— Exercise goal —
Report the tally of lines featuring the word "just" in the entries below, without anything else.
Input for this task START
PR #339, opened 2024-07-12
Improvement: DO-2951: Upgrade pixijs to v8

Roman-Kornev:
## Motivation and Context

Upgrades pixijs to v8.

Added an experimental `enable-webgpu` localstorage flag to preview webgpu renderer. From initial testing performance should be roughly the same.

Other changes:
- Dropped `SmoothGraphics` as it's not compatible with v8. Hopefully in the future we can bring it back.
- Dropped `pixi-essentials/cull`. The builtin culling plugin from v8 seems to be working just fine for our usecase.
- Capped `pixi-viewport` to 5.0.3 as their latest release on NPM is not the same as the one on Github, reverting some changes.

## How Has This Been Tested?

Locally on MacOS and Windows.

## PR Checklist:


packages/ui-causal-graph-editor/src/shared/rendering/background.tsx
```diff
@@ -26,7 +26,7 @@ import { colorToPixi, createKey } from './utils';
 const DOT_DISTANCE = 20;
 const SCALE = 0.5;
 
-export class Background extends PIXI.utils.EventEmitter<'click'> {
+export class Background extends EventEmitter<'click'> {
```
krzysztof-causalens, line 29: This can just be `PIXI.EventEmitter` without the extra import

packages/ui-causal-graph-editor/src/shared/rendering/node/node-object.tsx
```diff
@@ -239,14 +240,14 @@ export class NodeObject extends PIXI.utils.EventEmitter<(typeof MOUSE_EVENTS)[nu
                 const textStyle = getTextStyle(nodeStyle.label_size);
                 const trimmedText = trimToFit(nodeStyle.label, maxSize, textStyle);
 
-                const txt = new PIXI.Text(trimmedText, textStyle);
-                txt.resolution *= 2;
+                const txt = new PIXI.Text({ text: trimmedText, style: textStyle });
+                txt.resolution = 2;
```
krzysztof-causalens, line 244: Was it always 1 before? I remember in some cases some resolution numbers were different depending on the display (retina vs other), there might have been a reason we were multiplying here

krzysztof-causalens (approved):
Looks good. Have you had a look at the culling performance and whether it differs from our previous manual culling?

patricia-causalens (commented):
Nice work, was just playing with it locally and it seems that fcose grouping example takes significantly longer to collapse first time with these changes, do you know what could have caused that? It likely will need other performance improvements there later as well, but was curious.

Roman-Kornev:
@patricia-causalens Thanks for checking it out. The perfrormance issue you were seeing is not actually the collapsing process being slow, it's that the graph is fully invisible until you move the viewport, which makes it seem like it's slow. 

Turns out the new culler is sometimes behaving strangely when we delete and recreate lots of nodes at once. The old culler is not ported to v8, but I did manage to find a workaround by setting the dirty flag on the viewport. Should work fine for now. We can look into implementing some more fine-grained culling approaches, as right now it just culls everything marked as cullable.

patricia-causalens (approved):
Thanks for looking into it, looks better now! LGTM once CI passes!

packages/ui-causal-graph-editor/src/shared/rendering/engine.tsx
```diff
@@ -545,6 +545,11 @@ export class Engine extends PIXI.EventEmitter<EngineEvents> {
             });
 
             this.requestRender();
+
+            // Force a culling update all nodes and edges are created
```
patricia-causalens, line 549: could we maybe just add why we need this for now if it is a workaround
Input for this task END
Input for this task START
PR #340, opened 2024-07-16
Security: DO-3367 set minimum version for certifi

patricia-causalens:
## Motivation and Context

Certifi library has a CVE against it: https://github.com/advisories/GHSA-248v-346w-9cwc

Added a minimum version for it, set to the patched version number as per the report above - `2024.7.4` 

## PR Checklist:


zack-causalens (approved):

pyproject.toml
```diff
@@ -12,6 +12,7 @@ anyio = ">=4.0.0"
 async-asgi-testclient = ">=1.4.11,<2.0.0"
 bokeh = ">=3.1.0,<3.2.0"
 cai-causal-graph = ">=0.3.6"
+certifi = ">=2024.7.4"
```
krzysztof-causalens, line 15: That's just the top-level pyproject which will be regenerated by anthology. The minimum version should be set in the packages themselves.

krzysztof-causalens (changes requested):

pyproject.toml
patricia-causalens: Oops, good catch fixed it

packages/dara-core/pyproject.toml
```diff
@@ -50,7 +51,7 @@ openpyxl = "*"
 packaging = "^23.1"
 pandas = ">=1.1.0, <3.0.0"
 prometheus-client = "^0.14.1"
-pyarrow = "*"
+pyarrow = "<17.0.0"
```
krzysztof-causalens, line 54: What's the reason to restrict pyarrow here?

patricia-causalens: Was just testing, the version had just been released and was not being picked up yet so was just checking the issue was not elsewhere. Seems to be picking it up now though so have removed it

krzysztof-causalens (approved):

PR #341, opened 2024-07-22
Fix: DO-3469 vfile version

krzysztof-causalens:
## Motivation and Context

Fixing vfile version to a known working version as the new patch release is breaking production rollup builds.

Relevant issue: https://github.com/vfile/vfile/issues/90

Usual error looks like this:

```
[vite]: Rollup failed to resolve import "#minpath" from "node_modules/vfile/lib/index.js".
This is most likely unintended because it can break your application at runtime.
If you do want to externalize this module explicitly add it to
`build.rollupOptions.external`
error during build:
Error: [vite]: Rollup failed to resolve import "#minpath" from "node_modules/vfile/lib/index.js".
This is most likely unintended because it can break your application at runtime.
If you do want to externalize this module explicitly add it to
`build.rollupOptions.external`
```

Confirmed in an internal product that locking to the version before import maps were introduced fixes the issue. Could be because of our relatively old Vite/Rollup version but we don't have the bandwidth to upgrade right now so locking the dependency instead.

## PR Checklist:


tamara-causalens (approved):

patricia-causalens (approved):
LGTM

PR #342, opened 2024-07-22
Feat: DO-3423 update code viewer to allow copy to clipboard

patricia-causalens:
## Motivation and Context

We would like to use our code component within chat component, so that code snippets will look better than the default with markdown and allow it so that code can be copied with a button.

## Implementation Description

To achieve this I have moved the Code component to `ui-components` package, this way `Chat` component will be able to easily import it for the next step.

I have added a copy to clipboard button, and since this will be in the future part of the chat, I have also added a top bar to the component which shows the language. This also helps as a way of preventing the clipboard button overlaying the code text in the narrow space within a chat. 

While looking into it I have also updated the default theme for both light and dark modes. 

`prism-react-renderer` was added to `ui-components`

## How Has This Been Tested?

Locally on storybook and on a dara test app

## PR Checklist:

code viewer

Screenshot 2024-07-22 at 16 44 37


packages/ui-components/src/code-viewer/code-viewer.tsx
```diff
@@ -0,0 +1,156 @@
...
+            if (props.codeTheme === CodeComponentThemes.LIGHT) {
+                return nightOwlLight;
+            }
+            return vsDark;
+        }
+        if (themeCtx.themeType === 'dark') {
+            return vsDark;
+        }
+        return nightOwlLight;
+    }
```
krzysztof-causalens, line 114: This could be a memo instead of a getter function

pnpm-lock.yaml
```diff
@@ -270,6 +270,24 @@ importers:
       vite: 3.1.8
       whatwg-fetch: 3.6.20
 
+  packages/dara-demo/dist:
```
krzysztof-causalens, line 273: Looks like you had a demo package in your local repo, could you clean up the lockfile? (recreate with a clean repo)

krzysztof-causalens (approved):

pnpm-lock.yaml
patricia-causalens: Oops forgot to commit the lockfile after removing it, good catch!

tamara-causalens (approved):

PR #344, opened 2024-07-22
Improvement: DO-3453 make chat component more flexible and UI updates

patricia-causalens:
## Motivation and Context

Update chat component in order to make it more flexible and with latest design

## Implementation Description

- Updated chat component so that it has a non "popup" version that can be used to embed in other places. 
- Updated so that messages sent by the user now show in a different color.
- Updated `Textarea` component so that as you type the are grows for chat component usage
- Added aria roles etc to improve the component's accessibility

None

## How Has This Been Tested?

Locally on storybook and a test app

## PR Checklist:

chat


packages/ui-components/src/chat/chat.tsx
Input for this task END
— Solved exercise —
7